Multicast is to be implemented, which means that computers will be able to broadcast beyond the local network. There will be a
method of specifying how far you want to broadcast.
The Link Layer I
Overview
The main aim of the link layer is to provide node-to-adjacent-node transfer of a datagram over a link.
Services required to achieve this main aim
Framing encapsulation needs to take place to a packet before it can sent. Nothing about a packet that is received is looked
at.
Sharing if a wire is to be shared this needs to be supported by the link layer.
Addressing one machine needs to know what the other machine is that its trying to communicate with is.

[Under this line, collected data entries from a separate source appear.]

PR #16730, opened 2023-04-12
[WFLY-17890] forces jacorb's migrate() op to use elytron security

emmartins:
Issue: https://issues.redhat.com/browse/WFLY-17890

### DIFF
--- a/legacy/jacorb/src/main/java/org/jboss/as/jacorb/JacORBSubsystemConstants.java
+++ b/legacy/jacorb/src/main/java/org/jboss/as/jacorb/JacORBSubsystemConstants.java
@@ -77,6 +77,7 @@ public final class JacORBSubsystemConstants {
     public static final String NAMING = "naming";
     public static final String NAMING_EXPORT_CORBALOC = "export-corbaloc";
     public static final String NAMING_ROOT_CONTEXT = "root-context";
+    public static final String ELYTRON = "elytron";
     public static final String IDENTITY = "identity";
     public static final String INTEROP = "interop";
     public static final String INTEROP_SUN = "sun";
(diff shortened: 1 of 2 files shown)


tadamski (approved):
LGTM

bstansberry:
@emmartins @tadamski I think a change right after this line could be good:

https://github.com/wildfly/wildfly/blob/main/legacy/jacorb/src/main/java/org/jboss/as/jacorb/MigrateOperation.java#L156

Check 'jacorbModel' (not the transformed 'openjdkModel')  for 'identity', 'IDENTITY', 'client' or 'CLIENT' and if present add something to 'warnings'.  IIOPSubsystemAdd rejects client and identity at runtime so presumably there's a behavior difference between those and 'elytron' that justifies a warning.

emmartins:
@bstansberry From what I understood "client" and "identity" on jacorb were options using legacy security, which originally we would migrate to "identity" on iiop, but then we introduced Elytron and "elytron" option was added to iiop... And now we have no other option than to use "elytron" since we have no legacy security alternatives. 

Anyway I will leave up to @tadamski to decide with you how the op should behave, maybe it would even make sense for him to takeover on the PR.

bstansberry:
Agreed; this is Tomek's decision. If a config used 'client' or 'identity' and us changing it to 'elytron' isn't going to affect the server behavior, then for sure we should not include a warning message. If there is some difference the user might want to be aware of, the warning message is the way to provide that info without just failing the migration.

tadamski:
As there are differences in behavior between client, identity and elytron interceptors my vote would be to add such warning. I have opened a PR with it in https://github.com/emmartins/wildfly/pull/1. ElytronSASClientInterceptor has good javadoc so I decided to refer to it in the warning message.

bstansberry:
Thanks @emmartins and @tadamski. I'm going to merge this one as-is and will push up a separate PR for the https://github.com/tadamski/wildfly/tree/WFLY-17890 commit.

Flow control the amount of data thats being sent needs to be controllable. (This is despite higher-level protocols such as
UDP having no flow control).
Error correction forward error correction and other techniques are required at the other end in order get around realistic
problems of the network. This is to give the layers above the illusion of a reliable network.
1 bit in a million is the typical error rate for an Ethernet cable.
1 bit in a billion billion is the typical error rate in fibre optic cables.
Much more than 1 bit in a million is the typical error for wireless communications.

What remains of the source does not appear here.